Wow! That is a fantastic collection! I guess my Teledyne "Big Beam" isn't the only one out there--I see one one in your collection! (large photo on top, the right most of the four large spotlight/lanterns on top)


----------



## greenLED (Mar 21, 2006)

I officially collect minimags. Unofficially, I (almost) have one of each of Arc's products; I'm missing a working ArcAA and a fat 1AA for the LS. Also unofficially  (you can see where this is going, right?) I have a "few" Infinity Task Lights and Infinity Ultras, but I tell myself (and everybody) that's my stash for emergencies. 

All my other lights are "beaters" and see regular use.  Well... maybe not all of them  

I should take a pic of the whole lot at some point but I'm afraid my wife will see the whole line-up and... :dead:


----------



## Nyctophiliac (Mar 22, 2006)

greenLED said:


> I should take a pic of the whole lot at some point but I'm afraid my wife will see the whole line-up and... :dead:



I'm with you there!!!

If I hadn't always had this obsession,I'd think it was a mid-life crisis!!


----------



## Mini-Moder (Mar 22, 2006)

greenLED said:


> Unofficially, I (almost) have one of each of Arc's products; I'm missing a working ArcAA and a fat 1AA for the LS.




I am with you on this one.
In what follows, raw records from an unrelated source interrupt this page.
PR #4023, opened 2026-07-14
fix(config): accept pretrained_model dir for --config_path on resume

jashshah999:
## Summary

The `--config_path` docs (and the docstring of `_resolve_resume_checkpoint`) say the flag accepts either a checkpoint's `train_config.json` or its `pretrained_model/` directory. The directory form actually crashes: `Path(config_path).parent` resolves one level too high, so `policy.pretrained_path` points at `checkpoints/<step>/` instead of `checkpoints/<step>/pretrained_model/`, and loading fails with a misleading

```
FileNotFoundError: No such file or directory: .../checkpoints/000002/model.safetensors
```

This is the "bonus bug" documented in #4006 (reproduced locally on current main before fixing).

## What changed

`_resolve_resume_checkpoint` resolves the local `config_path` to the `pretrained_model/` directory whether a file or a directory was passed. The file form is byte-for-byte unchanged behavior.

## How was this tested

- New parametrized regression test (`tests/configs/test_resume_from_hub.py`) covering both forms; the directory case fails on main and passes with this change. `uv run pytest tests/configs/test_resume_from_hub.py` — 4 passed.
- Live end-to-end on CPU: trained a tiny ACT checkpoint, then resumed with `--config_path=<ckpt>/pretrained_model/` (previously the FileNotFoundError, now trains) and with `--config_path=<ckpt>/pretrained_model/train_config.json` (unchanged, still trains).
- `pre-commit run` on changed files — clean.

## Community review
Reviewed #3994 as part of this contribution.


imstevenpmwork (approved):
LGTM, thanks!

PR #4024, opened 2026-07-14
Aggregate policy sub-losses through MetricsTracker

Maximellerbach:
## Aggregate policy sub-losses through MetricsTracker

during trainings, metrics that are provided inside `output_dict` are not aggregated across steps or ranks.
This will translate into "spiky" looking graphs for the sub-losses on wandb whereas the global loss looks clean.

image

## What changed

* adds those metrics into `MetricsTracker` so that they can be tracked just like the other ones.
* they also get added as a consequence to the log line in `stdout`, so it's a bit more verbose than before.

ran a few smoke runs varying `log_freg`, in yellow logs every 10 steps, in blue logs every 50 steps.
As you can see it gets properly averaged across steps.

image

here is a sample log line showing `latent_loss:0.416 + action_loss:0.149 ~= loss:0.564` 

```
INFO 2026-07-14 07:58:02 ot_train.py:620 step:200 smpl:800 ep:0 epch:0.00 loss:0.564 grdn:2.455 lr:2.0e-06 updt_s:0.659 data_s:0.009 smp/s:6 mem_gb:59.74 latent_loss:0.416 action_loss:0.149 sample_weight_mean_weight:0.480 sample_weight_num_zero_weight:0.250 sample_weight_num_full_weight:0.050
```

### DIFF
--- a/src/lerobot/scripts/lerobot_train.py
+++ b/src/lerobot/scripts/lerobot_train.py
@@ -171,6 +171,9 @@ def update_policy(
     train_metrics.update_s = time.perf_counter() - start_time
     if torch.cuda.is_available():
         train_metrics.gpu_mem_gb = torch.cuda.max_memory_allocated() / (1024**3)
+    # Aggregate the policy's scalar outputs for logging and rank-reduction across the log window.
+    if output_dict:
+        train_metrics.update_metrics(output_dict)
     return train_metrics, output_dict
 
 
@@ -572,7 +575,7 @@ def train(cfg: TrainPipelineConfig, accelerator: "Accelerator | None" = None):
         batch = preprocessor(batch)
         train_tracker.dataloading_s = time.perf_counter() - start_time
 
-        train_tracker, output_dict = update_policy(
+        train_tracker, _ = update_policy(
             train_tracker,
             policy,
             batch,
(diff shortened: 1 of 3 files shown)


nepyope:
If I understood correctly, in `lerobot_train` we call `update_policy` at every train step, which returns two dicts: `train_tracker` and `output_dict`, with cumulative loss being in the first and sub losses in the second (specific content depends on the policy). The main loss is logged by assigning `train_metrics.loss = loss.item()`, which under the hood goes through `metrics["loss"].update(value)`. The `update` function accumulates the loss every step, keeping a running sum and `count`, and computes `avg = sum / count ` which is the value that's actually logged. 

`count` is reset every `log_freq steps` (100 by default), so each logged point is the mean over that window, and just before logging the per-device values are all-reduced across ranks (i.e. across GPU0, GPU1, GPU2...). This treatment however only applied to train_tracker (which contains the cumulative loss), whereas the sub-losses (inside output_dict) get appended to wandb_log_dict after this process, so the values that get logged are just whatever is inside the output_dict at that specific step, so neither window-averaged nor rank-reduced, which is why the logging looked misleadingly spiky.

This PR routes them through the same MetricsTracker path via update_metrics, giving the scalar sub-losses identical windowed-average + rank-reduction treatment. However it also introduces a float check in update_metrics that silently skips anything that isn't a  `int/float`. For example, `tdmpc advantage` is a 0-dim tensor, so it would be silently dropped by the new logging code (this is fixed trivially by calling `.item()`).`pi0`/`pi05` was also logging a list of `loss_per_dim`. Only difference is the current code skips these losses silently, the previous would raise and drop. 

Nice find, LGTM

nepyope (approved):
LGTM

Maximellerbach:
@claude could you review this?

PR #4027, opened 2026-07-14
fix(datasets): streaming video timestamps must be file-relative, not global

thesues:
`StreamingLeRobotDataset.make_frame` decodes video at `current_ts = item["index"] / self.fps` — a **global** frame position, measured from the start of the dataset. That is only correct while the entire dataset fits in a single `.mp4`. In the v3.0 layout, videos are split across multiple files (`videos/<key>/chunk-000/file-000.mp4`, `file-001.mp4`, …), and **each file's timeline restarts at 0**. So for every episode that lives past the first video file, the decoder is asked for a position that doesn't exist in the file being read.

Concretely, streaming `izuluaga/finish_sandwich` (v3.0, 80 episodes, 70277 frames @ 30 fps, 2 video files per camera) fails:

```
IndexError: Invalid frame index=36504 for streamIndex=0; must be less than 33773
```

this is how i reproduce this error:

```

# episode 40 is the first episode of the second video file
ds = StreamingLeRobotDataset("izuluaga/finish_sandwich", episodes=[40], shuffle=False)
item = next(iter(ds))          # main: IndexError: Invalid frame index=36504 ... less than 33773
print(item["observation.images.front"].shape)
```


anasm266 (commented):
I traced the timestamp contract through the writer and non-streaming reader: `from_timestamp` resets when a new video file is created and accumulates within that file, while the regular reader decodes at `from_timestamp + episode-local timestamp`. This patch makes the streaming reader follow the same contract.

I also exercised the PR's actual `_get_query_timestamps` implementation with two video keys at different file offsets and delta indices. The file-relative timestamps and episode-boundary clamping were correct; I did not find an implementation correctness issue.

There is one important coverage gap: the existing `episodes_factory` hard-codes every video to `file_index = 0` and keeps `from_timestamp` globally cumulative. As a result, the current streaming tests cannot reproduce the rollover that this fixes. Could you add a regression test with an episode in a later video file whose `from_timestamp` has restarted, covering both the single-frame path and the delta/padding path? That would ensure the old `index / fps` behavior cannot return unnoticed.

Review performed with AI assistance and validated against commit `32456ae`.
Note AI was used to help me understand what im looking. Final go and say was from me after a thorough review.

thesues:
Thanks — added the regression test you asked for. You were right to push for it: it caught a
real bug in my own fix.

`episodes_factory` now takes `episodes_per_video_file`, so the fixtures can build the real v3.0
layout (episode in `file-001` with `from_timestamp` restarted at 0). Defaults are unchanged.
The new tests check both paths against the non-streaming reader, and on the old code they
reproduce the reported symptoms — plain: `IndexError: Invalid frame index=100 ... must be less
than 100`; delta: silently wrong frames.

The bug they caught: `_get_query_timestamps` built `torch.tensor(...)` at the default float32,
so `+ from_timestamp` rounded in float32 while `original_timestamps` added it in float64.
`_get_video_frame_padding_mask` pairs those within `1e-6`, and float32's epsilon exceeds `1e-6`
past ~8s — frames late in a dataset were wrongly marked as padding, breaking the existing
`test_frames_with_delta_consistency`. The old code was accidentally safe because both lists
shared one float32 rounding path. Fixed by pinning the query tensor to float64.

CarolinePascal:
Hi @thesues !

Nice catch on the file-relative bug, and thanks for the regression tests 🔥 

Taking a closer look, I'd suggest going further than the `float64` pin. As your follow-up notes, the padding mask still comes from comparing two float timestamp lists within `1e-6`, so it stays sensitive to magnitude/dtype — `float64` makes it correct, but it's a fragile invariant that silently breaks if someone drops the dtype later.

The cleaner fix is to compute video padding the way `DatasetReader` already does — from integer indices:

- flag a delta as padding when `abs_idx + delta` is outside the episode's `[dataset_from_index, dataset_to_index)` and clamp into that range, like `DatasetReader._get_query_indices` (streaming already has `item["index"]` and both bounds on `meta.episodes[ep_idx]`);
- fetch the clamped frames as episode-local timestamps and apply `from_timestamp` at decode in `_query_videos`, like `DatasetReader._decode_single`.

That lets `_get_video_frame_padding_mask`, `_get_query_timestamps`, `original_timestamps`, and `is_float_in_list`/`find_float_index` all go away: integer boundary tests have no rounding, tolerance, or dtype dependence, so this class of bug can't recur — and both readers converge on one shared model instead of a parallel timestamp-based one. It's a net deletion. Your `*_across_video_files` tests already validate parity with `LeRobotDataset` including `_is_pad`.

If this suggestion also makes sense to you, I'd gladly review your implementation or, if it's more than you have bandwidth for, I can put up a PR that supersedes this one. Whatever's easiest for you.

P.S. One tiny thing, no worries if you'd rather leave it: `test_frames_with_delta_consistency` and `..._with_shards` still inline the per-key comparison loop that your new `assert_frame_matches` already covers — could be nice to have them reuse the helper too, if you feel like it. Purely a cleanup, nothing blocking.

cagataycali:
Independent confirmation that this is still reproducible on current `main` (`6adf51511`), plus a measurement of the silent half, in case it helps prioritise the rebase.

The bug does not need a Hub dataset: any locally built v3 dataset whose episodes roll into separate video files reproduces it, which makes it cheap to verify.

```
episode_index  length  file_index  from_timestamp  to_timestamp
            0      17           0             0.0           1.7
            1      14           1             0.0           1.4
            2      19           2             0.0           1.9

IndexError: Invalid frame index=17 for streamIndex=0; must be less than 14
```

The `IndexError` turns out to be the *lucky* outcome. With episode 0 in `file-000` (4 frames) and episode 1 in `file-001` (30 frames), comparing every streamed frame against the non-streaming `LeRobotDataset` as oracle:

```
ep=0 frame=0..3   -> OK      4/4 correct
ep=1 frame=0      -> WRONG   actually shows ep=1 frame=4
ep=1 frame=1      -> WRONG   actually shows ep=1 frame=5
...
ep=1 frame=24     -> WRONG   actually shows ep=1 frame=28
CRASH: IndexError: Invalid frame index=30 ... must be less than 30

correct=4  wrong=25
```

All 25 decoded successfully, shifted by exactly the frame count of the preceding video file, no exception and no warning. So a dataset whose later video files are long enough to absorb the accumulated global index never raises at all - it silently trains on mismatched image/action pairs, and only datasets that happen to overshoot a file's length surface the `IndexError`. That makes the crash reports an undercount of the affected datasets rather than the whole population.

Worth noting the map-style reader already establishes the contract this PR adopts (`dataset_reader.py`: `shifted_query_ts = [from_timestamp + ts for ts in query_ts]`), so this is aligning streaming with an existing convention rather than introducing one.

CarolinePascal:
Hi @cagataycali,

Thanks for confirming the issue ! Is there any chance you could try the fix implemented in #4316 ? It's a wider refactor, but it should solve the issue, while making the streaming implementation closer to the non-streaming one (`shifted_query_ts = [from_timestamp + ts for ts in query_ts]` is actually used internally in `LeRobotDataset._query_videos` to access videos and not the dataset itself. Note that it's actually not used in `LeRobotStreamingDataset._query_videos` ! See #4342).

Best,
Caroline.

CarolinePascal:
Hey there ! 

I've got multiple positive feedbacks on #4316 so I'm closing this PR in favor of #4316. Feel free to continue the discussions over there.

Best,
Caroline.

PR #4040, opened 2026-07-16
Move annotation dependencies to module scope

pkooij:
## Summary

- move the function-local imports in `lerobot_annotate.py` to module scope
- guard imports that require the optional `dataset` extra
- keep the annotation module importable without `datasets` and raise the standard actionable error only when Hub upload is requested
- update the Hub upload test to patch the module-level `HfApi` reference

## Why

Follow-up to #4029. That change added dependency imports inside `_push_to_hub`, while this project centralizes optional-dependency availability checks and keeps imports at module scope. The dataset-backed imports need a guard because `datasets` belongs to the optional `dataset` extra; Hugging Face Hub and `contextlib` are core/standard dependencies and can be imported normally.

## Validation

- `uv run ruff check src/lerobot/scripts/lerobot_annotate.py tests/scripts/test_lerobot_annotate.py`
- `uv run --extra test --extra dataset pytest tests/scripts/test_lerobot_annotate.py -q` (1 passed)
- commit hooks: Ruff format/lint, mypy, Bandit, typos, and repository checks

### DIFF
--- a/src/lerobot/scripts/lerobot_annotate.py
+++ b/src/lerobot/scripts/lerobot_annotate.py
@@ -28,7 +28,12 @@ For distributed runs, see ``examples/annotations/run_hf_job.py``.
 """
 
 import logging
+from contextlib import suppress
 from pathlib import Path
+from typing import TYPE_CHECKING
+
+from huggingface_hub import HfApi, snapshot_download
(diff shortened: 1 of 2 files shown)


imstevenpmwork (approved):
LGTM, thanks!

PR #4042, opened 2026-07-16
fix(safetensors): expand bare "cuda" to current device for safetensors loads

Maximellerbach:
### the problem
safetensors maps the bare string `"cuda"` to the first visible GPU (index 0), not `current_device()`. For example under FSDP with  `fsdp_cpu_ram_efficient_loading: false`, all N local ranks load the full checkpoint onto GPU 0 before sharding instead of loading to their respective device.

I have the other 1xAA tube, but not the fatty. The problem is the fatty is a slightly lighter anodizing. It looks amazing on the LS1 as well as on a sterile ...or so I have heard. The only 2 tubes I need are the fatty 1XAA and the 2xAA kroll, its not rare, but I just havnt gotten around to getting one yet. I still need the LS2, the LSH-S, and a first run. And of course the ever elusive LS3. greenLED do you have a LS3? I envy you so if you do.


BTW: Cy is selling a fatty 1xAA for $75....


----------



## greenLED (Mar 22, 2006)

Mini-Moder said:


> greenLED do you have a LS3? I envy you so if you do.


I don't, and I really liked the looks of them.

I should explain also that by "one of each" I meant last production LSL and LSH - I never got the bug for all the other rev's and optics options/output versions (-P vs. Std., Fraen vs NX-05). You, my friend, jumped right into the LS collecting!


----------